Filme: De Repente uma Família [Review]

Filme: De Repente uma Família [Review]

Algumas histórias não precisam ser épicas para serem inspiradoras, basta uma narrativa interessante e um formato bem trabalhado. De Repente uma Família se baseia numa história real pra mostrar os prazeres e desafios da adoção de crianças.

Com uma vida estabelecida e uma nova casa, o casal Pete (Mark Wahlberg) e Ellie (Rose Byrne) sentiram-se inclinados a adotar uma criança para completarem sua família. Eles acabam conhecendo a jovem Lizzie (Isabela Moner), que vem junto de seus dois irmãos, crianças com personalidades particulares. Em meio a provocações e muita bagunça, todos vão criando laços com o casal. No elenco Octavia Spencer, Tig Notaro e Julie Hagerty.

O termo “baseado em fatos reais” muitas vezes faz a pessoa pensar em dramas ou biografias, mas histórias verídicas podem render tramas divertidas e tocantes. O diretor Sean Anders, que já tem prática em trabalhar filmes com família como Pai em dose dupla e Família do Bagulho, trata o tema da adoção através de muitos aspectos e diálogos expositivos, porém sempre de um modo leve que conduz o sentimento do espectador. Os personagens seguem estereótipos que servem bem a proposta, tanto os adultos quanto as crianças, e a maneira como o roteiro usa eles torna as situações interessantes. Inegavelmente a obra tem uma questão panfletária de apoio a adoção, deixando claro que não é as mil maravilhas mas que quando se cria uma família, certos obstáculos valem a pena ser superados.

Mark Wahlberg não é o melhor ator do mundo, porém gosto dele nessa pegada mais cômica. A química dele com Rose Byrne funciona bem, ainda que o timing de comédia dela seja um pouco mais fraco.
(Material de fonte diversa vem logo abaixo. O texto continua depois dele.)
PR #190, opened 2018-01-18
Ignore problematic DllImport references

marksvc:
MAPI32.DLL was Windows-only in MAPIHelper.cs before #if !MONO was
removed.
__Internal probably should have been ignored by dh_clideps without us
having to say so. This is in Platform.cs.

A história mostra que mesmo com pontos destoantes entre si, o casal consegue harmonia para lidar e se apoiar nas situações de problema. Quanto às crianças temos a jovem Isabela Moner, que já trabalhou com Wahlberg em Transformers – O Último Capítulo, aqui representando uma “aborrecente” padrão, querendo ser tratada como adulta mas por dentro cheia de imaturidade, e os pequenos explodem em carisma na tela com uma atuação competente para a idade. Os três irmãos tem uma trama particular que se desenvolve mais no terceiro ato, gerando o principal clímax do filme.
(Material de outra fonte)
PR #193, opened 2018-01-29
Fix geckofx crash on development machine

marksvc:
This change is [Reviewable](https://reviewable.io/reviews/sillsdev/flexbridge/193)

### DIFF
--- a/flexbridge
+++ b/flexbridge
@@ -4,6 +4,11 @@
 
 set -e -o pipefail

Além de entretenimento o cinema pode trabalhar causas pertinentes de um modo palatável e cativante, permitindo que o público escolha qual o ponto de vista que terá sobre a película. De Repente uma Família é um filme divertido e covarde, pois foi estrategicamente preparado para atingir seu coração. Certamente fará muitas pessoas saírem do cinema considerando a adoção como uma possibilidade, só por isso já vale muito!